- About this task
Search the records below for the word "antocuni". Pull out each line that has it.

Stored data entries
= = = = = = =

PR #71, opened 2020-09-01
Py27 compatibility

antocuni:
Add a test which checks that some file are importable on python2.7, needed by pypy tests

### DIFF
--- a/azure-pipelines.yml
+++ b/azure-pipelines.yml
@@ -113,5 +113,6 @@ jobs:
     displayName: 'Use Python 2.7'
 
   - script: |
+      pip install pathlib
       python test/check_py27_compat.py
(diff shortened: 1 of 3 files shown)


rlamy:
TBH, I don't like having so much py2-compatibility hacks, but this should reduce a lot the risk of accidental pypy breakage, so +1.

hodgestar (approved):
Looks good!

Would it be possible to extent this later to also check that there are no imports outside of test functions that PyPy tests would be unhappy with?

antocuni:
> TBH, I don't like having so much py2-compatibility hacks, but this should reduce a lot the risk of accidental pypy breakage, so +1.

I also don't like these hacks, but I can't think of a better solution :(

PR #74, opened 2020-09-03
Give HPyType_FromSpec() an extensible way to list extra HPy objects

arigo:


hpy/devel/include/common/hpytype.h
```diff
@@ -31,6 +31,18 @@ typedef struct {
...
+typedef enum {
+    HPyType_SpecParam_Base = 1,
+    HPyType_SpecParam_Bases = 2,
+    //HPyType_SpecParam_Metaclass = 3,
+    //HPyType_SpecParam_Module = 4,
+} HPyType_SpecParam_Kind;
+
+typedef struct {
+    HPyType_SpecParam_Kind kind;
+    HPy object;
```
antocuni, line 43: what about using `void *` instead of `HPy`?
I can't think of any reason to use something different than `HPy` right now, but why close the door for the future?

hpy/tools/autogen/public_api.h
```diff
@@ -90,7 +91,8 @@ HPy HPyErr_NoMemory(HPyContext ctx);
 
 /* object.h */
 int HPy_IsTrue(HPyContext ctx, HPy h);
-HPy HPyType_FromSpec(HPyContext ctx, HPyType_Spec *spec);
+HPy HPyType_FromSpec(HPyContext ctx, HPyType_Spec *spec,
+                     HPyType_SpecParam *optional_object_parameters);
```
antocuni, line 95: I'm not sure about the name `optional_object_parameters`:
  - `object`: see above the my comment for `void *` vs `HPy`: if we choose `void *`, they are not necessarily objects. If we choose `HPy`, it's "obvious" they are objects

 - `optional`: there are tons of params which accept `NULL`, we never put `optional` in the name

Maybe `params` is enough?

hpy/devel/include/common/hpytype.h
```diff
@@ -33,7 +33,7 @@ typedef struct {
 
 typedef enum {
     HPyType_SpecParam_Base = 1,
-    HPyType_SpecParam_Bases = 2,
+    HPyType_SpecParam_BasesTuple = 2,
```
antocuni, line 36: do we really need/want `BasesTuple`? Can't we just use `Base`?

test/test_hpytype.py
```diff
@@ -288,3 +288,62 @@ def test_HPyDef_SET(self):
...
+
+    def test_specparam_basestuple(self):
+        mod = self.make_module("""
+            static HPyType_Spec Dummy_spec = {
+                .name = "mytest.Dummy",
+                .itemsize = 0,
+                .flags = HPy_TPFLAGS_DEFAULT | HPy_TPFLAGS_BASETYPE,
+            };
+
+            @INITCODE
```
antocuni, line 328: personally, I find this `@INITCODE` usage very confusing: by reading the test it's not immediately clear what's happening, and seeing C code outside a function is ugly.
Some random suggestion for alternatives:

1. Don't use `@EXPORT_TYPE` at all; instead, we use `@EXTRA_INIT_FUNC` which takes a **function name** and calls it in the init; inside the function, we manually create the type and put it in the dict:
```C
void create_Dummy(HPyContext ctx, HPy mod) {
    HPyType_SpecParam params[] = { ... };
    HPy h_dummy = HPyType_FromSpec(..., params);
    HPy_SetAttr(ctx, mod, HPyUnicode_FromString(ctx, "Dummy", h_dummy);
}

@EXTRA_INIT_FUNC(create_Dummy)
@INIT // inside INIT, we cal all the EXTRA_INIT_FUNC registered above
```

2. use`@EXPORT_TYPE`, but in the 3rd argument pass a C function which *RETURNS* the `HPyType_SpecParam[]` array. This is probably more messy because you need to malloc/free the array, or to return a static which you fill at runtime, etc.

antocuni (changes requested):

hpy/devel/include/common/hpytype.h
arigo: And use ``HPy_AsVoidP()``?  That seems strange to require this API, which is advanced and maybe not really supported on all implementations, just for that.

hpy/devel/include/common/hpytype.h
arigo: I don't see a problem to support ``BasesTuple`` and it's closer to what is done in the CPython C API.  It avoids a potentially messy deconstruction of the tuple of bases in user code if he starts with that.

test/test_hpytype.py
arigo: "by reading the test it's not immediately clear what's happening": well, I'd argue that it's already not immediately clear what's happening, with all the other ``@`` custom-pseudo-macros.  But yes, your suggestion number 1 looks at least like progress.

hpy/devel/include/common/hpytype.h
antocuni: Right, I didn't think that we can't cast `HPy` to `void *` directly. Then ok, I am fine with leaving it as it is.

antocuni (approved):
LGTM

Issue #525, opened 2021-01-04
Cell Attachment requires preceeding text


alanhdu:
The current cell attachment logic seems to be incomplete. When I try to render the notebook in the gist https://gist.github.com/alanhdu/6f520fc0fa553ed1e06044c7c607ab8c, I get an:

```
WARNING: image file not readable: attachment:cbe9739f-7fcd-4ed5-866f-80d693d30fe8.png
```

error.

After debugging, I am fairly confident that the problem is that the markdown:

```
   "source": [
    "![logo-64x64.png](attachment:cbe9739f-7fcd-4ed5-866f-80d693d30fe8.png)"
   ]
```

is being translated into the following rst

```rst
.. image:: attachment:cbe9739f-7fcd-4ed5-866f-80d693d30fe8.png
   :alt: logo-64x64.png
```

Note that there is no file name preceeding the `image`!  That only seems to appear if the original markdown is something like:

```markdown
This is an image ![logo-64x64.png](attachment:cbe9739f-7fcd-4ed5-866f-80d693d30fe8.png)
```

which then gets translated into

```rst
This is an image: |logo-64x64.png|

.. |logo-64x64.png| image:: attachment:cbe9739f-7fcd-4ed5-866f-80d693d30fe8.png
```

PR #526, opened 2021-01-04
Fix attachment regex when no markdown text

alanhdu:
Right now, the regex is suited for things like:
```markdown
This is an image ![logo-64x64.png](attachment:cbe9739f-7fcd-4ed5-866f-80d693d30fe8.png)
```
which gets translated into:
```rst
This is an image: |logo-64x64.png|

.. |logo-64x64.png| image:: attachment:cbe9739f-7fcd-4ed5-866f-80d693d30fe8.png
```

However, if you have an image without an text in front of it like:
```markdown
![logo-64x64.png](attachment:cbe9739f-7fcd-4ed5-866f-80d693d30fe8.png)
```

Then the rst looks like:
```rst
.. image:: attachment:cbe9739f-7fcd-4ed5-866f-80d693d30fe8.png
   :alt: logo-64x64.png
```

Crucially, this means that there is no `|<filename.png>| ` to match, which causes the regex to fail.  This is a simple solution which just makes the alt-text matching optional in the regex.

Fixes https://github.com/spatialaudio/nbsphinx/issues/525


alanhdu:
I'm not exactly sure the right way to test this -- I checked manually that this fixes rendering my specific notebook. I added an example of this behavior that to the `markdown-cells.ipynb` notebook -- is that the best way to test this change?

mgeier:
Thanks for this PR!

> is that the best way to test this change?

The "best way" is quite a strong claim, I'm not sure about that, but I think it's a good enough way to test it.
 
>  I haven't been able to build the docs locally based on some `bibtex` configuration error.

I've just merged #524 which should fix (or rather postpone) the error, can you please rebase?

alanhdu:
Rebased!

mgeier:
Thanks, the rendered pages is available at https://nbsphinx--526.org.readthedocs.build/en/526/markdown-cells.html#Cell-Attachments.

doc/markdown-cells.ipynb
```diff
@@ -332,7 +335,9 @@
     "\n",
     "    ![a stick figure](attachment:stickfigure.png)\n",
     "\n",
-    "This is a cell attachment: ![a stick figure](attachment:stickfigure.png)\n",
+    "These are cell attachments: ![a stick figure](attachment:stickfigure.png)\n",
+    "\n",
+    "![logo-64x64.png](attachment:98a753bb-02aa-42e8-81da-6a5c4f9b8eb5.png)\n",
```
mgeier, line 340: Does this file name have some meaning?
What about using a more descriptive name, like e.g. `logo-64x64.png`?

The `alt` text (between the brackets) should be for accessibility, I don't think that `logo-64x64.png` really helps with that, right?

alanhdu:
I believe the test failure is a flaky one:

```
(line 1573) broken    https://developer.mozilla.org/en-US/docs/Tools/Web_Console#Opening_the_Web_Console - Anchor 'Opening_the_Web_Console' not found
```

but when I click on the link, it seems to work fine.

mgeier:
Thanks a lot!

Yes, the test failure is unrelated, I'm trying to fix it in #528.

= = = = = = =

- Solution
antocuni:
antocuni:
antocuni, line 43: what about using `void *` instead of `HPy`?
antocuni, line 95: I'm not sure about the name `optional_object_parameters`:
antocuni, line 36: do we really need/want `BasesTuple`? Can't we just use `Base`?
antocuni, line 328: personally, I find this `@INITCODE` usage very confusing: by reading the test it's not immediately clear what's happening, and seeing C code outside a function is ugly.
antocuni (changes requested):
antocuni: Right, I didn't think that we can't cast `HPy` to `void *` directly. Then ok, I am fine with leaving it as it is.
antocuni (approved):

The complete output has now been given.